• _TASK REQUIREMENTS_:
Across the whole listing, copy out every line that includes the string "github".

• _MATERIAL FOR THIS TASK_:
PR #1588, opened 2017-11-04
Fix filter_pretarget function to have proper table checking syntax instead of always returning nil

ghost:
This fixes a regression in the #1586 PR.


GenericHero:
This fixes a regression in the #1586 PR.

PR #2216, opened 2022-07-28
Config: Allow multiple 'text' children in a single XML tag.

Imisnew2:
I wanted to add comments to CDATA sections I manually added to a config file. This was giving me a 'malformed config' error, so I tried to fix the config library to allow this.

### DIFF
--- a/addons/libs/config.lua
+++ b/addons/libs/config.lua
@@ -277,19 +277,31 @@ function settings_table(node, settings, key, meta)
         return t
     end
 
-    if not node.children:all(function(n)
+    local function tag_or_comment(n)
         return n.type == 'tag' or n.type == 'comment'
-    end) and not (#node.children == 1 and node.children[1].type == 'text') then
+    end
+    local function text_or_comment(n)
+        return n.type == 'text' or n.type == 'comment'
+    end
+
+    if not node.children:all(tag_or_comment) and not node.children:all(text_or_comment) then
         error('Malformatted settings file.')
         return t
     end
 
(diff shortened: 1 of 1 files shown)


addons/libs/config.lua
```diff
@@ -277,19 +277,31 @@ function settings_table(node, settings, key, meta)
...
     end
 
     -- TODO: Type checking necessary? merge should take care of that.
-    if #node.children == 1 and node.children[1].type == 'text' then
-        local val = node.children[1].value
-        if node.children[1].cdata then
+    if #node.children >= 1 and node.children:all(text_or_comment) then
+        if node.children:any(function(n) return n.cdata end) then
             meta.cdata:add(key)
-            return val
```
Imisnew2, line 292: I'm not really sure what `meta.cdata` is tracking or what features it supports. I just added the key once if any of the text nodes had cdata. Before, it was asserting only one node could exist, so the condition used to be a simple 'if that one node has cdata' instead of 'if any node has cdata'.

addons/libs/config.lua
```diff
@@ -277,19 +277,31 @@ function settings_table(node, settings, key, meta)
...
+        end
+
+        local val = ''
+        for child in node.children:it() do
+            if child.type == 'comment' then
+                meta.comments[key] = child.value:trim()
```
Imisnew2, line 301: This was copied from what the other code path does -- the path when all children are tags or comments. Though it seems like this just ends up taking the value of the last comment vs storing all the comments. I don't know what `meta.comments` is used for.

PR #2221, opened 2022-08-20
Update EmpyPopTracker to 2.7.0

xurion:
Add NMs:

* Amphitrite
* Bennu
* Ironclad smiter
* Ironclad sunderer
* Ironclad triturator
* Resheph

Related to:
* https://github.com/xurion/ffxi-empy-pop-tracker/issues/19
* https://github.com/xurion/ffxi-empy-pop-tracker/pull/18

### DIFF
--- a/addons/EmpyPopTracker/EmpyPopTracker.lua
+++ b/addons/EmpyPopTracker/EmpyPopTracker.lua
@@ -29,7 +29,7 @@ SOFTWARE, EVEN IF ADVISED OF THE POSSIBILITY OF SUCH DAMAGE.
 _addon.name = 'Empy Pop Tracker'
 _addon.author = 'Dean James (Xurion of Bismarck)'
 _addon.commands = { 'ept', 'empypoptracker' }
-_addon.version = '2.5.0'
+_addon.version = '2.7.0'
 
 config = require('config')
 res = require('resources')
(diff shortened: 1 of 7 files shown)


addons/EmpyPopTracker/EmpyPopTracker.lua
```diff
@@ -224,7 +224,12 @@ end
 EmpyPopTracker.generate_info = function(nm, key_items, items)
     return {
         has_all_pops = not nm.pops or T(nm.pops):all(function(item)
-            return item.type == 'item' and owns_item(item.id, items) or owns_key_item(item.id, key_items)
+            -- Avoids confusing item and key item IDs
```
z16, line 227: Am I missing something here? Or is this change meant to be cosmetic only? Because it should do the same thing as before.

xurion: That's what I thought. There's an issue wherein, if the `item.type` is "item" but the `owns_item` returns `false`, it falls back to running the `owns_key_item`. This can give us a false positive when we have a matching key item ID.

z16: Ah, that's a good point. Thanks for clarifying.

---

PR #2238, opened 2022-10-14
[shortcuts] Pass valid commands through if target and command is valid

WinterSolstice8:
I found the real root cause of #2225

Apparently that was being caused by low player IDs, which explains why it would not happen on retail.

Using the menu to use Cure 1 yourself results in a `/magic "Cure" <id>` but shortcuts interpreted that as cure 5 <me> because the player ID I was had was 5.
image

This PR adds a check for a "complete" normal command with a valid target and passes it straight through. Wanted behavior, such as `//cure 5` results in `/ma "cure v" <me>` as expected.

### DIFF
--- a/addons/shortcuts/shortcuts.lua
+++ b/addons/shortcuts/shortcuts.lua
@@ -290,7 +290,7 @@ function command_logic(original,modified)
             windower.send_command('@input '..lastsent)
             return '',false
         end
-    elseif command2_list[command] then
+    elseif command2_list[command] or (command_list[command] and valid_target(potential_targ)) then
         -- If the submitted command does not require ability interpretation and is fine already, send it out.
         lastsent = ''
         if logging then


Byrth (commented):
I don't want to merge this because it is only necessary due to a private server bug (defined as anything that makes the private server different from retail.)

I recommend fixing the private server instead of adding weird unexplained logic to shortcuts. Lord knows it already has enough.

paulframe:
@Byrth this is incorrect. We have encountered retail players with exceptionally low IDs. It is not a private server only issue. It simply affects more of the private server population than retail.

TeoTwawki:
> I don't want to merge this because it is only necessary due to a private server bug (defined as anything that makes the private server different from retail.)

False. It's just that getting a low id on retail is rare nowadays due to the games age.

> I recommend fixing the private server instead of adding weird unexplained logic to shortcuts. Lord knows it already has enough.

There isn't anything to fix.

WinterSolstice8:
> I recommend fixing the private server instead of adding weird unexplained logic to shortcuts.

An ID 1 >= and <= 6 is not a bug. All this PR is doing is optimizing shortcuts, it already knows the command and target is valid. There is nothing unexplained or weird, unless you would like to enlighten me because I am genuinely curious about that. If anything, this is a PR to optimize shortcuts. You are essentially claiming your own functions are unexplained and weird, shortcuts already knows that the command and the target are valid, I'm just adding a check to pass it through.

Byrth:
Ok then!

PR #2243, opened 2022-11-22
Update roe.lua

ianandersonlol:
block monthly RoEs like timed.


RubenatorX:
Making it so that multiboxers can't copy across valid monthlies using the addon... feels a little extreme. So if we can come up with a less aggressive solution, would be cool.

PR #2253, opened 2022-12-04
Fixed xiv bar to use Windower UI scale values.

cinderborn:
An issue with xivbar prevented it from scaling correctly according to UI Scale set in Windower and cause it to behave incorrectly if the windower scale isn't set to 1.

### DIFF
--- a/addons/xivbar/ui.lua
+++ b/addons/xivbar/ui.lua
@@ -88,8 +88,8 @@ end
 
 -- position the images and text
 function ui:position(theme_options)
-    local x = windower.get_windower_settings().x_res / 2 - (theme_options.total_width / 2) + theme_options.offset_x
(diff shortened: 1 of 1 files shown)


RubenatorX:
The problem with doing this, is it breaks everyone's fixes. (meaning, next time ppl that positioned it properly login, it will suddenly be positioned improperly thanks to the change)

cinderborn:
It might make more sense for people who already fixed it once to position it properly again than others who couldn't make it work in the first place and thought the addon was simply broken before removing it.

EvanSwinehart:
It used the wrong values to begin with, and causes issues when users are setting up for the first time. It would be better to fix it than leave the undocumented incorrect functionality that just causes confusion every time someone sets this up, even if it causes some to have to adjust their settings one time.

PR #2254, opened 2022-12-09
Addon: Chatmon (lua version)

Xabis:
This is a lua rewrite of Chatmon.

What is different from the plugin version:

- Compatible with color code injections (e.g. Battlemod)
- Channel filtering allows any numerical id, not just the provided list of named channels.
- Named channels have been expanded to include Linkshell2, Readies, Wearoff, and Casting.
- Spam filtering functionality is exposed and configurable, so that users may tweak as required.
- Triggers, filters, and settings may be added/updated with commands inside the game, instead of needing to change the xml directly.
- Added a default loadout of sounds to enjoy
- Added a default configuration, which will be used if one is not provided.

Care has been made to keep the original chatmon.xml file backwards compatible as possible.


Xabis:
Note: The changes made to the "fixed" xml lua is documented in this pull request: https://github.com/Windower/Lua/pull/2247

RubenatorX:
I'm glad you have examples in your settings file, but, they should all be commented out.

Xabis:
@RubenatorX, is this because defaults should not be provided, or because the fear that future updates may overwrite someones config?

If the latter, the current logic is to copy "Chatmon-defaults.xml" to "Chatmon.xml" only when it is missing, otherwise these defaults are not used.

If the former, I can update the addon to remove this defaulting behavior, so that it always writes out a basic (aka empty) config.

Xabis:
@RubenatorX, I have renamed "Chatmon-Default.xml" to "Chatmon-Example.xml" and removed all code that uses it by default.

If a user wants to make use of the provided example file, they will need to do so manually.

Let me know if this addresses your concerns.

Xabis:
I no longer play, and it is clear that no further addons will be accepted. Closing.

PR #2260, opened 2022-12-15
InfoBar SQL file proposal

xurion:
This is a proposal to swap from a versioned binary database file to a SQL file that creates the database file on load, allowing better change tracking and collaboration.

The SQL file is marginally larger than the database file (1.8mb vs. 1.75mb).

...

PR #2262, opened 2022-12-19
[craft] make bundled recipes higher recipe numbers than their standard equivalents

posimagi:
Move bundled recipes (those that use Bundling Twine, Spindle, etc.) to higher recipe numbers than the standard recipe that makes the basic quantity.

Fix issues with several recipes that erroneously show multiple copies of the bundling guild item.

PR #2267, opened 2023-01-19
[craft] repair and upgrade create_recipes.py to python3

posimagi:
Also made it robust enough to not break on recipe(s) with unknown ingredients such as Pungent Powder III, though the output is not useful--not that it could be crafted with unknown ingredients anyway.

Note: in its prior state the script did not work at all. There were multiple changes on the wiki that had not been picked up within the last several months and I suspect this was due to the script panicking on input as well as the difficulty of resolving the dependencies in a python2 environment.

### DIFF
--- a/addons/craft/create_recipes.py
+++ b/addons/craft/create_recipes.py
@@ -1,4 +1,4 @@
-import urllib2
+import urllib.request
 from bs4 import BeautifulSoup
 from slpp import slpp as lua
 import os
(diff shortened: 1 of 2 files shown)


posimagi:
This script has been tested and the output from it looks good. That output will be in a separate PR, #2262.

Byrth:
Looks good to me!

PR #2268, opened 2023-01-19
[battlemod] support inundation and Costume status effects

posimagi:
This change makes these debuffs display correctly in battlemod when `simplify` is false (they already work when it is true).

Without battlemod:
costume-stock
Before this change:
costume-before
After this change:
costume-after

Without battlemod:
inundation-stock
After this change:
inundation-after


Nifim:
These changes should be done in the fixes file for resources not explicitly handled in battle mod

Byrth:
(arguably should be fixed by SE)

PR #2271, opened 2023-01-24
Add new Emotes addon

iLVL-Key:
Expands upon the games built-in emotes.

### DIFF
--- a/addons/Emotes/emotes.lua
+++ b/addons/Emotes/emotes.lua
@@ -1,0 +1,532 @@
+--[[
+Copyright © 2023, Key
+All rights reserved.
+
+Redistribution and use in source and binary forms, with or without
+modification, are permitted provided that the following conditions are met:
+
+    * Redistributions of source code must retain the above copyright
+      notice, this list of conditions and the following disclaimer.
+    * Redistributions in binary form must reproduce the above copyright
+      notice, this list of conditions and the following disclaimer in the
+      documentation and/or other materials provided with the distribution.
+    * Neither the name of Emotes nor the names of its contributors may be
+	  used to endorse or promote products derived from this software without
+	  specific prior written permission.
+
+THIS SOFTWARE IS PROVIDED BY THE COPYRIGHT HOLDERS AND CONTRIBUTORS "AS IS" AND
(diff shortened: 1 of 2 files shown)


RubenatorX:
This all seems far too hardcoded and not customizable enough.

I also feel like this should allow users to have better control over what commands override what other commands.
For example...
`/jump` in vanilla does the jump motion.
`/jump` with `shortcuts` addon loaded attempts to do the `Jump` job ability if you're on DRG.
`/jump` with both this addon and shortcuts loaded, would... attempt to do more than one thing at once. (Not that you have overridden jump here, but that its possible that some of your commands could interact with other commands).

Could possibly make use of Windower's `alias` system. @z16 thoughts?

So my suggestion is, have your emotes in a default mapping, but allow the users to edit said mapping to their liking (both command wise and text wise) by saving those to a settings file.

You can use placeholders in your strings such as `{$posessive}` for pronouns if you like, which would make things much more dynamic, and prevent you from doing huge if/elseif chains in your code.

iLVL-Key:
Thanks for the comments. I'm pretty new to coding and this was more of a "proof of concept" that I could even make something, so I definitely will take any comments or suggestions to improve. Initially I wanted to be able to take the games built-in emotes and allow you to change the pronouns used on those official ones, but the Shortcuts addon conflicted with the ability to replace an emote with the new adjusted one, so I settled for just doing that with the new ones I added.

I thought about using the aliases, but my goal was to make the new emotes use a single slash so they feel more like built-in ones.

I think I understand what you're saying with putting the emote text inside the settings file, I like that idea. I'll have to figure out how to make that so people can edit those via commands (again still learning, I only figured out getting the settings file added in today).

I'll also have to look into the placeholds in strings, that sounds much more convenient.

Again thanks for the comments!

• _ANSWER TO THIS TASK_:
* https://github.com/xurion/ffxi-empy-pop-tracker/issues/19
* https://github.com/xurion/ffxi-empy-pop-tracker/pull/18
Note: The changes made to the "fixed" xml lua is documented in this pull request: https://github.com/Windower/Lua/pull/2247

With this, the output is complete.